Поваренок в высокой шапке и длинном зеленом фартуке стоит столбом под вывеской.
— Ты не знаешь, что это за фигуры? Что-то в них не то, а что, я не понимаю. Каждый сам по себе, в своей вселенной. Они не видят друг друга. Они — слепые. Они есть, но их как бы и нет. Понимаешь, настоящее каждую секундочку становится прошлым. Ускользает, как его сачком ни лови. Все-все-все мгновенно отправляется в небытие… поэтому мы осознаем сам феномен жизни только как то, чего нет… Это превращает нас в меланхоликов. Будущее эфемерно. Настоящее ускользает, прошлое — сухая солома.
— Дурачок, философию развел… это фигуры с одной из картин Бальтюса. Забыла, как она называется. Они — реклама для выставки. Видишь надпись и стрелку? Пойдем туда, или по замку побродим? Сдается мне, смотреть тут особенно нечего.

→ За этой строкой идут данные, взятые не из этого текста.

PR #3161, opened 2026-07-28
Fix build in Python 3.15 with OpenSSL 4.0 (old TLS protocols removed)

rosset:
In Python 3.15 with OpenSSL 4.0, legacy TLS/SSL protocols (like PROTOCOL_TLSv1, PROTOCOL_SSLv23, etc.) are completely removed.

Let's dynamically inspect the host's ssl capabilities. If the legacy protocol constants are missing at runtime, it falls back to registering static dummy values. This allows code referencing the old constants to still be parsed correctly and pass the tests.

## Type of Changes

## Description

Refs #XXXX

Closes #XXXX

### DIFF
--- a/astroid/brain/brain_ssl.py
+++ b/astroid/brain/brain_ssl.py
@@ -49,6 +49,23 @@ def _options_enum() -> str:
 
 
 def ssl_transform() -> nodes.Module:
+    # In Python 3.15 with OpenSSL 4.0, legacy TLS/SSL protocols (like
+    # PROTOCOL_TLSv1, PROTOCOL_SSLv23, etc.) are completely removed.
+    # Let's dynamically inspect the host's ssl capabilities. If the
+    # legacy protocol constants are missing at runtime, it falls back
+    # to registering static dummy values. This allows code referencing
+    # the old constants to still be parsed correctly and pass test suites.
+    import ssl
+    legacy_imports = []
+    legacy_fallback = []
+    for name, val in [("PROTOCOL_SSLv23", 2), ("PROTOCOL_TLSv1", 3), ("PROTOCOL_TLSv1_1", 4), ("PROTOCOL_TLSv1_2", 5)]:
+        if hasattr(ssl, name):
+            legacy_imports.append(name)
+        else:
+            legacy_fallback.append(f"{name} = {val}")
+    imports_str = f"from _ssl import {', '.join(legacy_imports)}" if legacy_imports else ""
+    fallback_str = "\n    ".join(legacy_fallback)
+
     return parse(f"""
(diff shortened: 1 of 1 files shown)


DanielNoord (commented):
Do you have an issue/PR for this from upstream CPython that shows this change?

rosset:
> Do you have an issue/PR for this from upstream CPython that shows this change?

hi @DanielNoord  this is the PR that explains the changes:
https://github.com/python/cpython/pull/152714

and this one removed the old protocol versions:
https://github.com/python/cpython/issues/146207

DanielNoord (commented):
@Pierre-Sassoulas What do you think about the dummy values? Should we add those?  Or should we just fail to parse?

Pierre-Sassoulas:
Depending on what version of open SSL the user have we're going to either create false positives of false negatives.It's difficult to know when we can remove a brain (maybe astroid can understand the new code at some point). Having a single brain to handle 3+ versions of open SSL with breaking changes is brittle. And very challenging to review (I'm no open SSL expert). We might need to have a different approach for brains (plugins in order to handle various versions? More parsing effort to make astroid smater and brain useless?). 

Also, I've been looking into this, and it seems ``PROTOCOL_SSLv23``, wasn't removed in 4+. 

> PROTOCOL_SSLv23 unguarded in C (line 7035, vs. guarded 7039-7047):
> 
> https://github.com/python/cpython/blob/11d0da5b54b1a162e8f2566675007cfb2db797b5/Modules/_ssl.c#L7031-L7047
> 
> 
> OpenSSL 4.0 guard block (defines OPENSSL_NO_TLS1{,_1,_2}):
> 
> https://github.com/python/cpython/blob/11d0da5b54b1a162e8f2566675007cfb2db797b5/Modules/_ssl.c#L171-L180
> 
>   _SSLMethod harvest excluding PROTOCOL_SSLv23:
> 
>   https://github.com/python/cpython/blob/11d0da5b54b1a162e8f2566675007cfb2db797b5/Lib/ssl.py#L122-L125
> 
>   PROTOCOL_SSLv23 rebound unconditionally in pure Python:
> 
>   https://github.com/python/cpython/blob/11d0da5b54b1a162e8f2566675007cfb2db797b5/Lib/ssl.py#L152
> 
>   OpenSSL removal commit:
> 
>   https://github.com/openssl/openssl/commit/9a46c4c595f32e9bf09e5fbabc586690bfdb66e1

Took me an hour + token, and it's a lot for the value it's going to provide in the end once corrected and merged; importing the code to launch a unit test is going to immediately show the problem.

DanielNoord:
@rosset Can you look into CI failure and Pierre's comment?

Одни камни да ядра.
— А как же привидения в подземелье? Манфред, дон Рикардо, Изабелла?
— Начитанный! Подождут.
— Погоди, а это что такое? Таких фигур у твоего Бальтюса нет.
В одной из ложных арок внутреннего двора стояли две как бы обнимающиеся человеческие фигуры, составленные из правильных цветных геометрических форм. Непропорционально большие головы их были похожи на перевязанные ниточками, вытянутые и заостренные яйца, тела составлены из треугольников, пирамид, конусов и цилиндров… бедра походили на вытянутые, слегка деформированные эллипсоиды.